EDITOR:
Earlier this month, in a single Sunday edition of the Nevada Appeal, there were three separate articles, each in a different section of the newspaper, but all with the same lessons to be learned. Douglas County can certainly learn some valuable lessons from the information provided.
In the business section was an article titled "Nevada's foreclosure rate leads nation." Nevada, which has been the fastest growing state in the country for decades, has far and away the highest foreclosure rate. The article states: "One in 27 homes in the state was in the foreclosure process, five times the national average."
In addition, Nevada leads the country in highest percentage of home mortgages "underwater," i.e. with negative equity. Fifty-five percent of mortgage holders in Nevada owe more on their mortgage than the value of their home, 15 percent higher than in any other state.
The front page article of the paper was: "15.2 percent ... Lyon County struggles with state's worst unemployment rate." Not unrelated is the fact Lyon County has been the fastest growing county in the state this decade, with over 60 percent growth, according to the State Demographer's estimates.
It stated that: "Lyon County's population growth that fueled construction and the jobs it brought earlier in the decade stopped suddenly last year."
It continued that "the county didn't have an industrial base to fall back on," and that "the county has cut services as much as possible ... and the level of service in the county is below national standards due to a lack of funds."
Likewise, Nye County, with the Nevada's second highest growth rate this decade (over 45 percent), had the state's second highest unemployment rate. Douglas County, with Nevada's fourth highest growth rate, had the state's fourth highest unemployment rate. I think you see the trend here.
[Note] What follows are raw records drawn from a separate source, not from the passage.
PR #1801, opened 2022-06-07
[release-1.23] Refactor k0sctl inttest

twz123:
## Description

* Use k0sctl v0.13.0, so that k0sctl supports more recent SSH key algorithms, which in turn allows for upgrading the base Alpine Docker image to a recent version.
* Hard-code the k0sctl version, instead of fetching the latest. This makes the tests more reproducible by not relying on external data that changes over time. Moreover, this allows for removing the explicit Golang dependency on k0sctl, which was only used for this test.
* Explicitly add the k0s version to the k0sctl configuration data. More recent versions of k0sctl check if the configured version and the version that the binary reports are matching.
* Fetch the full history during CI build, so that the k0s binary's version is populated correctly.
* Invoke k0sctl with its own environment. Helps to isolate test runs from regular k0sctl runs.
* Read both stdin and stderr when invoking k0sctl apply, just in case it prints something to stderr that may aid in debugging test failures.
* Remove some error return values from functions in favor of testify's require functionality.

See #1779.

## Type of change

- [ ] Documentation update

## How Has This Been Tested?

- [ ] Manual test
- [ ] Auto test added

## Checklist:


kke:
There's 0.13.0 now!

twz123:
> IMO makes sense to do this in the same PR here

So then this needs to wait on #1796.

twz123:
Okay, done!

ncopa (approved):

Issue #1814, opened 2022-06-08
More resilient manifest application


twz123:
### Is your feature request related to a problem? Please describe.

The [Manifest Deployer](https://docs.k0sproject.io/v1.23.6+k0s.2/manifests/) part of k0s could be more resilient and its performance relies on the current way in which components are initialized and run, even if it shouldn't matter.

* [x] Sometimes new stacks are missed: #1781
* [x] fsnotify events trigger a stack application even if those files would be ignored by the applier later on: #1815
* [ ] Files are written directly into the manifest folders, without any precautions that there might be files that are not fully written yet. This leads to situations where the stack applier behaves strangely (3845479a0): #1816

### Describe the solution you would like

Refactor the code to iron out edge cases.

### Describe alternatives you've considered

Leave it as is. Works 99% of the time. The 1% will be hard to debug.

PR #1815, opened 2022-06-08
Refactor StackApplier

twz123:
## Description

Part of #1814.

Changes to StackApplier:

* Combine Start/Stop methods into a simple Run method that exits when the given context is done. The start method blocked anyways, exiting when the Stop method was called. The context approach is somewhat more straight forward.
* Only consider fsnotify events for manifest files.
* Also log fsnotify watcher errors in the StackApplier.
* Synchronize access to the internal applier, as calls to it might happen concurrently.
* Remove the unused Healthy method.

Changes to the Manager:

* Always remove a stack from internal map, even if its deletion failed. The directory is gone anyways, and a readdition wouldn't work otherwise, because of the old, stopped stack still being in the map.
* Retry stack running on failure.

## Type of change

- [ ] Documentation update

## How Has This Been Tested?

- [x] Manual test
- [ ] Auto test added

## Checklist:

### DIFF
--- a/pkg/applier/manager.go
+++ b/pkg/applier/manager.go
@@ -19,6 +19,7 @@ import (
 	"context"
 	"fmt"
 	"path"
+	"time"
 
 	"github.com/k0sproject/k0s/internal/pkg/dir"
 	"github.com/k0sproject/k0s/pkg/component"
@@ -40,12 +41,17 @@ type Manager struct {
 	bundlePath    string
 	cancelWatcher context.CancelFunc
 	log           *logrus.Entry
-	stacks        map[string]*StackApplier
+	stacks        map[string]stack
 
 	LeaderElector controller.LeaderElector
 }
 
 var _ component.Component = (*Manager)(nil)
+
+type stack = struct {
+	context.CancelFunc
+	*StackApplier
+}
 
 // Init initializes the Manager
 func (m *Manager) Init(ctx context.Context) error {
@@ -54,7 +60,7 @@ func (m *Manager) Init(ctx context.Context) error {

The third article was about how some communities in the country have managed to escape the recent housing and financial crisis relatively unscathed. It focused in part on Fayetteville, N.C., where home values actually climbed 6.9 percent last year. It talked about how Fayetteville had managed to avoid some of the "practices that caused home prices to boom and bust in other parts of the country." They credited a strong local economy not overly reliant on residential growth, and a local real estate market that "never really got out of whack."
There are several lessons that can be learned from the above articles that should be helpful to all communities, including Douglas County. They include:
1) Every boom is inevitably followed by a bust. The bigger they come, the harder they fall.
2) Residential growth needs to follow job growth, not be the primary creator of job growth (see No. 1).
3) Residential growth needs to progress in a steady, stable fashion. Excessive growth is not sustainable.
Hopefully, when the local economy recovers (and it will), our county commissioners, county staff, and the residents of the county will have learned these important lessons. We can only hope.